Problem statement — In the data below, give the number of lines that contain the word "CacheEntry". Nothing else is needed.

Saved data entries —
PR #3910, opened 2016-01-12
Filter cache

rynowak:
**Before**
image

**After**
image

### DIFF
--- a/src/Microsoft.AspNet.Mvc.Abstractions/Filters/FilterItem.cs
+++ b/src/Microsoft.AspNet.Mvc.Abstractions/Filters/FilterItem.cs
@@ -6,10 +6,19 @@ using System.Diagnostics;
 
 namespace Microsoft.AspNet.Mvc.Filters
 {
-    // Used to flow filters back from the FilterProviderContext
+    /// <summary>
+    /// Used to associate executable filters with <see cref="IFilterMetadata"/> instances
+    /// as part of <see cref="FilterProviderContext"/>. An <see cref="IFilterProvider"/> should
+    /// inspect <see cref="FilterProviderContext.Results"/> and set <see cref="Filter"/> and
+    /// <see cref="IsReusable"/> as appropriate.
+    /// </summary>
     [DebuggerDisplay("FilterItem: {Filter}")]
     public class FilterItem
     {
+        /// <summary>
+        /// Creates a new <see cref="FilterItem"/>.
+        /// </summary>
+        /// <param name="descriptor">The <see cref="FilterDescriptor"/>.</param>
         public FilterItem(FilterDescriptor descriptor)
         {
             if (descriptor == null)
@@ -20,6 +29,11 @@ namespace Microsoft.AspNet.Mvc.Filters
             Descriptor = descriptor;
         }
 
+        /// <summary>
+        /// Creates a new <see cref="FilterItem"/>.
+        /// </summary>
+        /// <param name="descriptor">The <see cref="FilterDescriptor"/>.</param>
+        /// <param name="filter"></param>
         public FilterItem(FilterDescriptor descriptor, IFilterMetadata filter)
             : this(descriptor)
         {
@@ -31,8 +45,19 @@ namespace Microsoft.AspNet.Mvc.Filters
             Filter = filter;
         }
 
-        public FilterDescriptor Descriptor { get; set; }
+        /// <summary>
+        /// Gets the <see cref="FilterDescriptor"/> containing the filter metadata.
+        /// </summary>
+        public FilterDescriptor Descriptor { get; }
 
+        /// <summary>
+        /// Gets or sets the executable <see cref="IFilterMetadata"/> associated with <see cref="Descriptor"/>.
+        /// </summary>
         public IFilterMetadata Filter { get; set; }
+
+        /// <summary>
+        /// Gets or sets a value indicating whether or not <see cref="Filter"/> can be reused across requests.
+        /// </summary>
+        public bool IsReusable { get; set; }
     }
 }
--- a/src/Microsoft.AspNet.Mvc.Core/Controllers/ControllerActionInvoker.cs
+++ b/src/Microsoft.AspNet.Mvc.Core/Controllers/ControllerActionInvoker.cs
@@ -9,6 +9,7 @@ using System.Threading.Tasks;
 using Microsoft.AspNet.Mvc.Core;
 using Microsoft.AspNet.Mvc.Filters;
 using Microsoft.AspNet.Mvc.Formatters;
+using Microsoft.AspNet.Mvc.Internal;
 using Microsoft.AspNet.Mvc.Logging;
 using Microsoft.AspNet.Mvc.ModelBinding;
 using Microsoft.AspNet.Mvc.ModelBinding.Validation;
@@ -25,11 +26,11 @@ namespace Microsoft.AspNet.Mvc.Controllers
 
         public ControllerActionInvoker(
             ActionContext actionContext,
-            IReadOnlyList<IFilterProvider> filterProviders,
+            FilterCache filterCache,
             IControllerFactory controllerFactory,
             ControllerActionDescriptor descriptor,
             IReadOnlyList<IInputFormatter> inputFormatters,
-            IControllerActionArgumentBinder controllerActionArgumentBinder,
+            IControllerActionArgumentBinder argumentBinder,
             IReadOnlyList<IModelBinder> modelBinders,
             IReadOnlyList<IModelValidatorProvider> modelValidatorProviders,
             IReadOnlyList<IValueProviderFactory> valueProviderFactories,
@@ -38,7 +39,7 @@ namespace Microsoft.AspNet.Mvc.Controllers
             int maxModelValidationErrors)
             : base(
                   actionContext,
-                  filterProviders,
+                  filterCache,
                   inputFormatters,
                   modelBinders,
                   modelValidatorProviders,
@@ -47,16 +48,6 @@ namespace Microsoft.AspNet.Mvc.Controllers
                   diagnosticSource,
                   maxModelValidationErrors)
         {
-            if (actionContext == null)
-            {
-                throw new ArgumentNullException(nameof(actionContext));
-            }
-
-            if (filterProviders == null)
-            {
-                throw new ArgumentNullException(nameof(filterProviders));
-            }
-
             if (controllerFactory == null)
             {
                 throw new ArgumentNullException(nameof(controllerFactory));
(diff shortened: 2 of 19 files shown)


src/Microsoft.AspNet.Mvc.Core/Controllers/ControllerActionInvoker.cs
```diff
@@ -67,50 +58,21 @@ public class ControllerActionInvoker : FilterActionInvoker
...
-
-            if (logger == null)
-            {
-                throw new ArgumentNullException(nameof(logger));
-            }
-
-            if (diagnosticSource == null)
-            {
-                throw new ArgumentNullException(nameof(diagnosticSource));
-            }
```
rynowak: These are all validated by the base class.

src/Microsoft.AspNet.Mvc.Abstractions/Filters/FilterItem.cs
```diff
@@ -20,19 +20,10 @@ public FilterItem(FilterDescriptor descriptor)
...
-            : this(descriptor)
-        {
-            if (filter == null)
-            {
-                throw new ArgumentNullException(nameof(filter));
-            }
-
-            Filter = filter;
-        }
-
```
rynowak: Only used in 1 test.

src/Microsoft.AspNet.Mvc.Abstractions/Filters/FilterItem.cs
```diff
@@ -20,19 +20,10 @@ public FilterItem(FilterDescriptor descriptor)
...
-        public FilterDescriptor Descriptor { get; set; }
+        public FilterDescriptor Descriptor { get; }
 
         public IFilterMetadata Filter { get; set; }
+
+        public bool ShouldCache { get; set; }
```
pranavkm: `IsReusable`?

src/Microsoft.AspNet.Mvc.Core/Controllers/ControllerActionInvoker.cs
```diff
@@ -67,50 +58,21 @@ public class ControllerActionInvoker : FilterActionInvoker
...
 
             if (descriptor.MethodInfo == null)
             {
                 throw new ArgumentException(
-                    Resources.FormatPropertyOfTypeCannotBeNull("MethodInfo",
-                                                               typeof(ControllerActionDescriptor)),
+                    Resources.FormatPropertyOfTypeCannotBeNull(
+                        "MethodInfo",
+                        typeof(ControllerActionDescriptor)),
                     "descriptor");
```
pranavkm: `nameof(descriptor)`

src/Microsoft.AspNet.Mvc.Core/Internal/FilterCache.cs
```diff
@@ -0,0 +1,211 @@
...
+            }
+        }
+
+        public IFilterMetadata[] GetFilters(ActionContext actionContext)
+        {
+            var cache = CurrentCache;
+            var actionDescriptor = actionContext.ActionDescriptor;
+
+            CacheEntry entry;
+            if (cache.Entries.TryGetValue(actionDescriptor, out entry))
```
pranavkm: What happens this method is invoked an outdated (old version) `ActionDescriptor`?

src/Microsoft.AspNet.Mvc.Core/Internal/FilterCache.cs
```diff
@@ -0,0 +1,211 @@
...
+
+            for (var i = _filterProviders.Length - 1; i >= 0; i--)
+            {
+                _filterProviders[i].OnProvidersExecuted(context);
+            }
+        }
+
+        private IFilterMetadata[] ExtractFilters(List<FilterItem> items)
+        {
+            var count = 0;
```
pranavkm: Couldn't we use `List<T>.RemoveAll` and cache the predicate?

src/Microsoft.AspNet.Mvc.Core/Internal/FilterCache.cs
rynowak: This is safe because the action descriptors use reference equality. You'll cache values for the 'old' action descriptor, but they won't be associated with the 'new' action descriptor (which would be invalid). 

Effectively, when the ad-cache is updated, we call `Clear()`, but it's just to prevent unbounded growth. If we never cleared the cache it would still be correct.

src/Microsoft.AspNet.Mvc.Core/Internal/FilterCache.cs
```diff
@@ -0,0 +1,211 @@
...
+                return entry.Filters;
+            }
+
+            var items = new List<FilterItem>(entry.Items);
+            for (var i = 0; i < entry.Items.Length; i++)
+            {
+                var item = entry.Items[i];
+                if (item.ShouldCache)
+                {
+                    items.Add(item);
```
pranavkm: This seems weird - isn't this adding to the `List` twice (since it's already been added as part of the ctor?)

src/Microsoft.AspNet.Mvc.Core/Internal/FilterCache.cs
rynowak: We need to turn the `List<FilterItem>` into a `IFilterMetadata`, so there's no value in manipulating the list, it would just be extra work

src/Microsoft.AspNet.Mvc.Core/Internal/FilterCache.cs
rynowak: Yeah, you're right, that should be `entry.Items.Count`

src/Microsoft.AspNet.Mvc.Core/Internal/FilterCache.cs
```diff
@@ -0,0 +1,211 @@
...
+        {
+            _collectionProvider = collectionProvider;
+            _filterProviders = filterProviders.OrderBy(item => item.Order).ToArray();
+        }
+
+        private InnerCache CurrentCache
+        {
+            get
+            {
+                var current = Volatile.Read(ref _currentCache);
```
pranavkm: Is this piece of code equivalent to declaring `_currentCache` as `volatile`?

src/Microsoft.AspNet.Mvc.Core/Internal/FilterCache.cs
```diff
@@ -0,0 +1,211 @@
...
+                return GetFiltersFromEntry(entry, actionContext);
+            }
+
+            var items = new List<FilterItem>(actionDescriptor.FilterDescriptors.Count);
+            for (var i = 0; i < actionDescriptor.FilterDescriptors.Count; i++)
+            {
+                items.Add(new FilterItem(actionDescriptor.FilterDescriptors[i]));
+            }
+
+            entry = new CacheEntry(items);
```
pranavkm: Could we make this part of the `if (allFiltersCached)` condition? It isn't immediately used

src/Microsoft.AspNet.Mvc.Core/Internal/FilterCache.cs
```diff
@@ -0,0 +1,211 @@
...
+
+        private struct CacheEntry
+        {
+            public CacheEntry(IFilterMetadata[] filters)
+            {
+                Filters = filters;
+                Items = null;
+            }
+
+            public CacheEntry(IList<FilterItem> items)
```
pranavkm: This could be a `List<T>`

pranavkm:
:watch:

src/Microsoft.AspNet.Mvc.Core/Internal/FilterCache.cs
rynowak: Yeah, I can switch this if it's going to be easier to grok. I read this http://joeduffyblog.com/2010/12/04/sayonara-volatile/ not too long ago, which lead me to prefer this style. I can see it's causing you pain though.

src/Microsoft.AspNet.Mvc.Core/Internal/FilterCache.cs
rynowak: sure

src/Microsoft.AspNet.Mvc.Abstractions/Filters/FilterItem.cs
rynowak: meh, I think this this is a little clearer about what it does.

src/Microsoft.AspNet.Mvc.Core/Controllers/ControllerActionInvoker.cs
rynowak: Sure

src/Microsoft.AspNet.Mvc.Core/Internal/FilterCache.cs
rynowak: Yeah, this is good. :+1: this is left over from an earlier factoring

rynowak:
Updated

src/Microsoft.AspNet.Mvc.Core/Internal/FilterCache.cs
rynowak: Diff isn't showing it for some reason but this was changed to initialize `items` with a capacity

src/Microsoft.AspNet.Mvc.Abstractions/Filters/FilterItem.cs
pranavkm: It's been used in IHttpHandler and folks might be aware of what it means. Not super vested in this name.

pranavkm: Also docs. @ajaybhargavb has to add dummy docs to everything as part of the cli transition, so lets ease his burden :)

src/Microsoft.AspNet.Mvc.Core/Internal/FilterCache.cs
```diff
@@ -0,0 +1,214 @@
...
+            public InnerCache(int version)
+            {
+                Version = version;
+            }
+
+            public ConcurrentDictionary<ActionDescriptor, CacheEntry> Entries { get; } = 
+                new ConcurrentDictionary<ActionDescriptor, CacheEntry>();
+
+            public int Version { get; }
+
```
pranavkm: Spacing

src/Microsoft.AspNet.Mvc.Cors/CorsAuthorizationFilterFactory.cs
```diff
@@ -34,6 +34,9 @@ public int Order
             }
         }
 
+        /// <inheritdoc />
+        public bool ShouldCache => true;
```
pranavkm: `public bool ShouldCache { get; } = true;` (to be consistent with everything else)

test/Microsoft.AspNet.Mvc.Core.Test/Internal/FilterCacheTest.cs
```diff
@@ -0,0 +1,157 @@
...
+                filters1,
+                f => Assert.NotSame(action.FilterDescriptors[0].Filter, f), // Created by factory
+                f => Assert.Same(action.FilterDescriptors[1].Filter, f)); // Copied by provider
+
+            // Act - 2
+            var filters2 = cache.GetFilters(context);
+
+            Assert.Same(filters1, filters2);
+
+            Assert.Collection(
```
pranavkm: `Assert.Equal(filters1, filters2);` is equivalent but this seems to convey the idea better.

test/Microsoft.AspNet.Mvc.Core.Test/Internal/FilterCacheTest.cs
```diff
@@ -0,0 +1,157 @@
...
+                filters2,
+                f => Assert.Same(filters1[0], f), // Cached
+                f => Assert.Same(filters1[1], f)); // Cached
+        }
+
+        [Fact]
+        public void GetFilters_CachesSomeFilters()
```
pranavkm: `GetFilters_DoesNotCacheFiltersWithShouldCacheFalse` or something along those lines?

pranavkm:
+ Docs for types you edited.

pranavkm:
:shipit:

src/Microsoft.AspNet.Mvc.Cors/CorsAuthorizationFilterFactory.cs
rynowak: Nope, this is always cachable.

pranavkm: https://github.com/aspnet/Mvc/pull/3910/files#diff-c6cea4c77c2eec6adaf1e9469190828eR28

src/Microsoft.AspNet.Mvc.Abstractions/Filters/FilterItem.cs
rynowak: Ok, you convinced me. It's `IsReusable`.

test/Microsoft.AspNet.Mvc.Core.Test/Internal/FilterCacheTest.cs
rynowak: Sure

Answer for this exercise — 7